# Slot Car Speedway (Jacksonville, FL) Enduro Race Results



## Wingless Wonder (Aug 26, 2006)

Hey folks, here's a quick run-down on the results, with a full report to follow soon after!

*Placing	Team	Laps	Avg.*
1	Tom M., Jeremy	1865	116.56
2	JT, Rollin	1839	114.94
3	Buddy, Austin, Bob	1695	105.94
4	Rick, Darin, Josh	1646	102.88
5	Doug, Wes	1629	101.81
6	Dave	1613	100.81
7	John P., Pinky, Johnny B.	1554	97.13
8	Cap, Kyle	1523	95.19
9	Erik S., Tom S.	851	53.19


Dave managed to run the entire race by himself after his partner was unable to show up, and Erik ran 15 of 16 heats as Tom S. had some health issues. There were a handful of motor failures, including Cap and Kyle, and Erik and Tom S. had their car suffer irreversible damage in the early going that eventually forced Erik to pull it as a DNF.
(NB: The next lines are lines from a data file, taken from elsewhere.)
PR #555, opened 2025-03-13
Add `AudioDecoder.get_samples_played_in_range()` public method

NicolasHug:

### DIFF
--- a/src/torchcodec/_frame.py
+++ b/src/torchcodec/_frame.py
@@ -115,13 +115,16 @@ class FrameBatch(Iterable):
     def __repr__(self):
         return _frame_repr(self)
 
+
 @dataclass
 class AudioSamples(Iterable):
     """Audio samples with associated metadata."""
+
     # TODO-AUDIO: docs
     data: Tensor
     pts_seconds: float
     sample_rate: int
+
     def __post_init__(self):
         # This is called after __init__() when a Frame is created. We can run
         # input validation checks here.
--- a/src/torchcodec/_frame.py
+++ b/src/torchcodec/_frame.py
@@ -12,7 +12,7 @@ from torch import Tensor
 
 
 def _frame_repr(self):
-    # Utility to replace Frame and FrameBatch __repr__ method. This prints the
+    # Utility to replace __repr__ method of dataclasses below. This prints the
     # shape of the .data tensor rather than printing the (potentially very long)
     # data tensor itself.
     s = self.__class__.__name__ + ":\n"
@@ -111,6 +111,28 @@ class FrameBatch(Iterable):
 
     def __len__(self):
         return len(self.data)
+
+    def __repr__(self):
+        return _frame_repr(self)
+
+@dataclass
+class AudioSamples(Iterable):
+    """Audio samples with associated metadata."""
+    # TODO-AUDIO: docs
+    data: Tensor
+    pts_seconds: float
+    sample_rate: int
+    def __post_init__(self):
+        # This is called after __init__() when a Frame is created. We can run
+        # input validation checks here.
+        if not self.data.ndim == 2:
+            raise ValueError(f"data must be 2-dimensional, got {self.data.shape = }")
+        self.pts_seconds = float(self.pts_seconds)
+        self.sample_rate = int(self.sample_rate)
+
+    def __iter__(self) -> Iterator[Union[Tensor, float]]:
+        for field in dataclasses.fields(self):
+            yield getattr(self, field.name)
 
     def __repr__(self):
         return _frame_repr(self)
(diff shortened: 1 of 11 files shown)


src/torchcodec/decoders/_audio_decoder.py
```diff
@@ -37,3 +38,70 @@ def __init__(
         ) = get_and_validate_stream_metadata(
             decoder=self._decoder, stream_index=stream_index, media_type="audio"
         )
+        assert isinstance(self.metadata, core.AudioStreamMetadata)  # mypy
+
+    def get_samples_played_in_range(
+        self, start_seconds: float, stop_seconds: Optional[float] = None
+    ) -> AudioSamples:
```
NicolasHug, line 45: I feel like start_seconds default to the stream's beginning, but that can be done later.

src/torchcodec/_frame.py
```diff
@@ -114,3 +114,28 @@ def __len__(self):
 
     def __repr__(self):
         return _frame_repr(self)
+
+
```
NicolasHug, line 118: Below: the audio decoding API returns the new `AudioSamples` class rather than a pure Tensor. I think it has the following benefits:

- users can keep track of the sample_rate within that struct without having to handle it separately
- for some edge-cases, like with our mp3 test asset, the stream's beginning isn't 0. So we also returns `pts_seconds`, which may not always be equal to `start_seconds`.

test/decoders/test_ops.py
```diff
@@ -824,6 +824,32 @@ def get_reference_frames(start_seconds, stop_seconds):
             frames, get_reference_frames(start_seconds, stop_seconds)
         )
 
+    @pytest.mark.parametrize("asset", (NASA_AUDIO, NASA_AUDIO_MP3))
```
NicolasHug, line 827: This test is from https://github.com/pytorch/torchcodec/pull/554 (which we should merge first)

src/torchcodec/_frame.py
scotts: I think this makes sense, and it mirrors the video API. In the video API, `__getitem__()` returns just the tensor, but the named methods return `Frame` or `FrameBatch`. I think we should probably do that for audio as well.

src/torchcodec/_frame.py
```diff
@@ -114,3 +114,28 @@ def __len__(self):
...
+class AudioSamples(Iterable):
+    """Audio samples with associated metadata."""
+
+    # TODO-AUDIO: docs
+    data: Tensor
+    pts_seconds: float
+    sample_rate: int
+
+    def __post_init__(self):
+        # This is called after __init__() when a Frame is created. We can run
```
NicolasHug, line 129:
```suggestion
        # This is called after __init__() when an AudioSamples instance is created. We can run
```

src/torchcodec/decoders/_core/VideoDecoder.cpp
```diff
@@ -854,7 +854,7 @@ VideoDecoder::AudioFramesOutput VideoDecoder::getFramesPlayedInRangeAudio(
 
   if (startSeconds == stopSeconds) {
     // For consistency with video
-    return AudioFramesOutput{torch::empty({0}), 0.0};
+    return AudioFramesOutput{torch::empty({0, 0}), 0.0};
```
NicolasHug, line 857: Drive-by, the video APIs return something of shape `(0, C, H, W)` (where C H W are from the metadata). Here, (0, 0) is the best we can do, at least it preserves the number of dimensions.

src/torchcodec/decoders/_audio_decoder.py
scotts: If we do that, we should also mirror that in the video API. We _could_ try to play the same trick that `range()` does, where the semantics of the first parameter changes based on the number of parameters, but I'd (softlly) rather not do that.

NicolasHug: Agreed, I'll update https://github.com/pytorch/torchcodec/issues/150 eventually with more of these defaults. That would be a good onboarding PR.

src/torchcodec/decoders/_audio_decoder.py
```diff
@@ -37,3 +38,70 @@ def __init__(
...
+            output_pts_seconds = start_seconds
+        else:
+            # In normal cases we'll have first_pts <= start_pts, but in some
+            # edge cases it's possible to have first_pts > start_seconds,
+            # typically if the stream's first frame's pts isn't exactly 0.
+            offset_beginning = 0
+            output_pts_seconds = first_pts
+
+        num_samples = frames.shape[1]
+        last_pts = first_pts + num_samples / self.metadata.sample_rate
```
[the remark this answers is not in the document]
NicolasHug: Yes it's a float. I didn't add the `_seconds` everywhere, but they're all in seconds. I can do it if you think it improves clarity.

We do call `round()` just below, which I think is enough?

scotts (approved):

Congrats to Kyle for turning a pretty consistent race in what I believe is his first 1/24 race!


----------



## Wingless Wonder (Aug 26, 2006)

Here's a selection of photos taken during the race. Sorry they took so long to get up, I tried doing it last night and my image card went on the fritz again, which caused it to have problems reading the images. I spent all night last night getting the images back, and unfortunately they aren't as high a quality as the originals (which were a pretty high resolution). I think you'll agree that they still look just fine!
















Assorted views of our three race bodies prior to running them, on our work desk (well, one of the work desks, anyway). I'll get a shot of the Bentlee that made the cut later, so you can see it post-race.



Pre-race drivers chatting



More drivers chatting pre-race



Our pit area pre-race (to complete the view of people's prepping for the race)


----------



## Wingless Wonder (Aug 26, 2006)

Have to break up the images!


The cars during inspection (sorry guys, not enough detail to get useful information spying on other cars!)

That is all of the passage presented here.